The caterpillars of Papilio species are usually smooth and vary in color from green to yellow orange. In addition, they have black markings to mimic the appearance of bird droppings or the head of another bug with large "eyes". The eyespot consists of areas of yellow ringed with black with a smaller, light purple spot (also ringed in black) inside.

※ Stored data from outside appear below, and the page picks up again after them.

PR #14, opened 2016-11-22
Round6

jasnell:
Next round of updates... this one is pretty significant.

the `Http2Stream` and `Http2Session` objects exposed by `process.binding('http2')` are now `_handle`'s of externally defined `Http2Stream` and `Http2Session` JavaScript objects. FreeList is used to limit creation of new objects and reuse in the same way we reuse http_parser instances.

There are three fundamental performance bottlenecks in this:

* How fast we can read/write data from the socket and pass data to/from the nghttp session instance
* How fast we can process the callbacks invoked by nghttp2, some of which end up requiring us to cross the JS barrier to call into user code
* How fast we can manage the flow of data via the Streams API back into nghttp2

The first two have been fairly well optimized but more can definitely be done. The Streams API implementation definitely needs a lot more work.

### DIFF
--- a/lib/_tls_wrap.js
+++ b/lib/_tls_wrap.js
@@ -346,6 +346,10 @@ TLSSocket.prototype.disableRenegotiation = function disableRenegotiation() {
   this[kDisableRenegotiation] = true;
 };
 
+TLSSocket.prototype.disableRenegotiation = function disableRenegotiation() {
+  this[kDisableRenegotiation] = true;
+};
+
 TLSSocket.prototype._wrapHandle = function(wrap) {
   var res;
   var handle;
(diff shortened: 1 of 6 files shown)


jasnell:
Looking at some benchmark numbers. Using a simple test clustered server that returns about 160 bytes of data, comparing this implementation with the http2 module out on npm currently. The benchmark issues 100000 requests, spread across 8 threads  (12500 requests per thread).

Method|req/s|completion time
------|-----|----
http2 module|484.72|206.30s
nghttp2 impl|18526.92|5.40s

*slight* performance difference ;-)

In comparison, running the same test using the HTTP/1 implementation in core:

Method|req/s|completion time
------|-----|----
http1|19712.39|5.07s

mightyiam:
:open_mouth:

jasnell:
Updated in master now... starting round 7

PR #21, opened 2016-12-05
more perf updates

mcollina:
cc @jasnell

### DIFF
--- a/lib/internal/http2.js
+++ b/lib/internal/http2.js
@@ -1307,6 +1307,11 @@ function initializeTLSOptions(options) {
   return options;
 }
 
+function onErrorSecureServerSession(err, conn) {
+  if (!this.emit('clientError', err, conn))
+    conn.destroy(err);
+}
+
 class Http2SecureServerSession extends TLSServer {
   constructor(options, requestListener) {
     super(initializeTLSOptions(options), connectionListener);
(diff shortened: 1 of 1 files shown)


lib/internal/http2.js
```diff
@@ -1605,20 +1606,7 @@ class Http2ClientRequest extends Http2Outgoing {
...
-              if (Array.isArray(value) && value.length > 0) {
-                for (const item of value)
-                  this.stream.addTrailer(key, String(item));
-              } else {
-                this.stream.addTrailer(key, String(value));
-              }
-            }
-          }
-        });
+        this.stream.once('handle', kBeginSendHandle(this))
```
targos: Do you know why perf is better with this change?

lib/internal/http2.js
```diff
@@ -1629,6 +1617,23 @@ class Http2ClientRequest extends Http2Outgoing {
   }
 }
 
+function kBeginSendHandle(that) {
```
targos: don't we use the prefix `k` for constants?

lib/internal/http2.js
mcollina: the function declaration is hoisted. It happens even if the if statement is false.

lib/internal/http2.js
mcollina: I just called it in a way that will show where it is used. I'll drop the k.

mcollina:
@targos check it out now. I've removed all the closure creation, and the for loop can be optimized by V8 (short-lived closures are currently not optimized).

targos:
Nice! LGTM

jasnell (approved):

jasnell:
Landed via https://github.com/nodejs/http2/pull/23

PR #25, opened 2016-12-07
Removed stream accessor

mcollina:
It was coming out hot in the flamegraph, not a noticeable improvement,
but happy to have it anyway.


jasnell:
hmm... there's a tradeoff here. The primary motivation for using symbols here is to hide the state as much as possible and to discourage monkeypatching by the ecosystem. I'd really like to avoid this change if we can.

mcollina:
I agree, but on `stream` we are essentially exposing it anyway.

A different solution is that all internal access pass through `const stream = this[kStream]` rather than `this.stream`.

jasnell:
well, there's a getter for stream but not a setter...

PR #28, opened 2016-12-09
http2: prefer kStream to .stream accessor to speed things up.

mcollina:
superseded #25. The stream accessor is not a hot function anymore.


jasnell (approved):

jasnell:
Landed in master. Also, I squashed things down in master and force pushed to clean up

Additionally, a small black spot on top of the "eye" gives it the appearance of a true eye. This form of mimicry provides a natural defense mechanism against potential predators. In addition to their appearance, every caterpillar of the swallowtail family has an osmeterium, a special scent gland behind the head that, when disturbed, is everted from its pouch and releases a foul odor. The gland is orange red, fleshy, forked and generally intimidating to potential predators. The mimicry induced by the eyespots and forked gland give the caterpillar the appearance of a snake, adding to its defense mechanisms against potential predators. The caterpillar lives in a nest that it creates in the trees by folding a leaf over itself and pulling together the two halves with silk. By the time it is ready to undergo metamorphosis, the caterpillar can grow to be up to 5 cm (2 in) long. About a month is needed for the egg to develop into an adult. Fully-grown caterpillars tend to be green. After hatching, the caterpillar usually eats the egg shell.

The caterpillars have been known to eat from the black cherry.

==Ecology==

===Life cycle===
The Appalachian tiger swallowtail is univoltine. Female butterflies usually lay their singular brood from May to June. During the mating season, the males fly through the treetops, scouting for females. Females, though, tend to be difficult to find because they prefer to hide in the forest canopy.

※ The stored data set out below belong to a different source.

PR #1871, opened 2017-07-21
Replace `preset-hmre` with vanilla webpack HMR

### LINKED ISSUE #1068: Switch to react-hot-loader v3

Dattaya:
This is an alternative to https://github.com/react-boilerplate/react-boilerplate/pull/1207.

Downsides:
- does not preserve component's state but Redux state will be in place;
- could be annoying to some devs that injected non-daemon sagas will be restarted on each change in components, though in my experience it's not a big deal.

Upsides:
- very simple setup;
- works with any kind of component unlike deprecated `react-hmre`;
- `react-hot-loader` is still fragile with a lot of edge cases, here we have none;
- injected sagas and reducers will be hot re-loadable for free (no additional setup necessary).

/cc @justingreenberg, @marnusw, @anuraaga

[justingreenberg] edit: resolves #1068

### DIFF
--- a/app/app.js
+++ b/app/app.js
@@ -80,16 +80,10 @@ const render = (messages) => {
 };
 
 if (module.hot) {
-  // Hot reloadable React components
-  module.hot.accept('containers/App', () => {
-    ReactDOM.unmountComponentAtNode(MOUNT_NODE);
-    render(translationMessages);
-  });
-
-  // Hot reloadable translation json files
+  // Hot reloadable React components and translation json files
   // modules.hot.accept does not accept dynamic dependencies,
   // have to be constants at compile-time
-  module.hot.accept('./i18n', () => {
+  module.hot.accept(['./i18n', 'containers/App'], () => {
     ReactDOM.unmountComponentAtNode(MOUNT_NODE);
     render(translationMessages);
   });
--- a/app/app.js
+++ b/app/app.js
@@ -78,8 +78,13 @@ const render = (messages) => {
   );
 };
 
-// Hot reloadable translation json files
 if (module.hot) {
+  // Hot reloadable React components
+  module.hot.accept('containers/App', () => {
+    render(translationMessages);
+  });
+
+  // Hot reloadable translation json files
   // modules.hot.accept does not accept dynamic dependencies,
   // have to be constants at compile-time
   module.hot.accept('./i18n', () => {
--- a/app/app.js
+++ b/app/app.js
@@ -64,6 +64,7 @@ openSansObserver.load().then(() => {
 const initialState = {};
 const history = createHistory();
 const store = configureStore(initialState, history);
+const MOUNT_NODE = document.getElementById('app');
 
 const render = (messages) => {
   ReactDOM.render(
@@ -74,13 +75,14 @@ const render = (messages) => {
         </ConnectedRouter>
       </LanguageProvider>
     </Provider>,
-    document.getElementById('app')
+    MOUNT_NODE
   );
 };
 
 if (module.hot) {
   // Hot reloadable React components
   module.hot.accept('containers/App', () => {
+    ReactDOM.unmountComponentAtNode(MOUNT_NODE);
     render(translationMessages);
   });
 
@@ -88,6 +90,7 @@ if (module.hot) {
   // modules.hot.accept does not accept dynamic dependencies,
   // have to be constants at compile-time
   module.hot.accept('./i18n', () => {
+    ReactDOM.unmountComponentAtNode(MOUNT_NODE);
     render(translationMessages);
   });
 }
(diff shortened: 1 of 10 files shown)


package.json
```diff
@@ -56,9 +56,7 @@
       [
         "env",
         {
-          "es2015": {
-            "modules": false
-          }
+          "modules": false
```
Dattaya: That was a bug in `package.json` that should be fixed before 3.5 release

justingreenberg:
@Dattaya looks good to me.... using vanilla webpack hmr is a solid, maintainable approach—as you mentioned, the lack of support for local component state should generally be ok for redux applications since most **data** and **core** application state *should be* lifted into global state... the vastly reduced complexity is worth it

imo, none of the downsides would be a deal breaker for this approach, but i would love feedback from other peeps from core

 - has this been tested with webpack v3 by chance?
 - maybe we should include something in docs with link to webpack hmr docs?

app/app.js
```diff
@@ -78,8 +78,13 @@ const render = (messages) => {
   );
```
justingreenberg: i know it's a bit outside the scope of this PR, but this has been bothering me for a while... i feel like explicitly unmounting component in hmr callback is more appropriate in this case, ie -

```js
 const MOUNT_NODE = document.getElementById('app')

// ...

 const render = (messages) => {
   ReactDOM.render(
     <Provider store={store}>
       <LanguageProvider messages={messages}>
         <ConnectedRouter history={history}>
           <App />
         </ConnectedRouter>
       </LanguageProvider>
     </Provider>,
     MOUNT_NODE
    )

// ...

  module.hot.accept('containers/App', () => {
    ReactDOM.unmountComponentAtNode(MOUNT_NODE)
    render(translationMessages);
  });
```

anuraaga:
LGTM - I had tried using react-hot-loader with `ReactLoadable` and couldn't get it to update the memoized components, but this approach is working great, very nice.

app/app.js
Dattaya: let's do this to be certain the components are unmounted correctly

Dattaya:
@anuraaga, thank you for trying it out.
@justingreenberg, thanks for renaming the title, fun fact: initially I wanted to name the branch `bare-hot` 😁.

> has this been tested with webpack v3 by chance

Since `ModuleConcatenationPlugin` is [incompatible with `DllPlugin`](https://github.com/webpack/webpack/issues/5095)) I had to try one or the other, so webpack v3 + `DllPlugin`—hot reloading works, but webpack v3 with `ModuleConcatenationPlugin` is a completely different story—`react-loadable` throws errors on hot reloading and shows a loading indicator instead of a component that was supposed to be loaded. For some reason imported `HomePage` no longer has `__esModule: true` flag and [`resolve`](https://github.com/thejameskyle/react-loadable/blob/master/src/index.js#L103) returns incorrect result. I think that is a bug in webpack.

image

> maybe we should include something in docs with link to webpack hmr docs?

Added a note with a link in introduction.

internals/webpack/webpack.dev.babel.js
```diff
@@ -29,7 +29,7 @@ module.exports = require('./webpack.base.babel')({
   // Add hot reloading in development
   entry: [
     'eventsource-polyfill', // Necessary for hot reloading with IE
-    'webpack-hot-middleware/client?reload=true',
+    'webpack-hot-middleware/client?overlay=true&reload=true',
```
Dattaya: no reason, I'm going to remove it

Dattaya:
Other collaborators seem to be busy, I'll just go ahead and :shipit:, we can always improve/revert/replace it later.

kaiwa:
Hey, are there any recently added prerequisites to get webpack hmr working, which are not directly included in this PR?

I have a project based on a an earlier verison of react-boilerplate and trying to apply the changes from this pr, but they break hot reloading and a page reload is triggered on any code change instead.

Dattaya:
@kaiwa, could be because RR3 (as well as 2) memoizes routing components, take a look at https://github.com/ReactTraining/react-router/issues/2182, maybe you'll find suitable solution there.

kaiwa:
@Dattaya just managed to upgrade react-router, it is working now with webpack hmr! thx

After mating, females lay their eggs singularly on host plant leaves. The caterpillars, after hatching, then eat the host plants' leaves and undergo chrysalis throughout the winter. Pupation occurs around late June to July and pupae diapause until spring. Adults hatch in May.

===Habitat===
Appalachian tiger swallowtail butterflies tend to congregate in the woodlands and woodland openings. They prefer to remain in mid-level to high elevations in the southern Appalachian Mountains, and the species' range stretches from Pennsylvania to Georgia and Alabama. This species is extremely prevalent at higher elevations, but can also be found at lower elevations or valleys within mountainous terrain. The adult butterflies tend to remain in the canopy of the Appalachian hardwood forest and mainly only leave when visiting flowers. Their habitats often parallel those of P. glaucus.

===Nectar plants===
Adults drink nectar from many plants, including the mountain laurel (Kalmia latifolia), the pink azalea (Rhododendron nudiflorum), the blackberry (Rubus), the cockspur thorn (Crataegus crus-galli), the multiflora rose (Rosa multiflora), and the bush honeysuckle (Diervilla). Near the summit, they also tend to drink from the autumn olive (Elaeagnus commutata), but at lower elevation, they drink from the daisy fleabane (Erigeron ramosus).

===Host plants===
The larvae eat the leaves of a wide variety of trees, including cottonwood, tulip tree, lemon and cherry.

===Flight patterns===
The Appalachian tiger swallowtail shares a delayed flight pattern and many other hybrid-like traits with P. glaucus and P. canadensis despite its genetic isolation. Its flight period is in May. Some individuals take flight during late June, while others fly from May to early June. Populations of this species make annual migrations of over 200 km. Papilio appalachiensis usually has a singular flight period from spring to early summer and emerges later than P. glaucus. The Appalachian tiger swallowtail tends to fly directly up the western side of Spruce Knob towards the summit against strong westerly winds. The summit contains substantial vegetation within protected nooks where the adult butterflies rest and obtain nectar from various plants.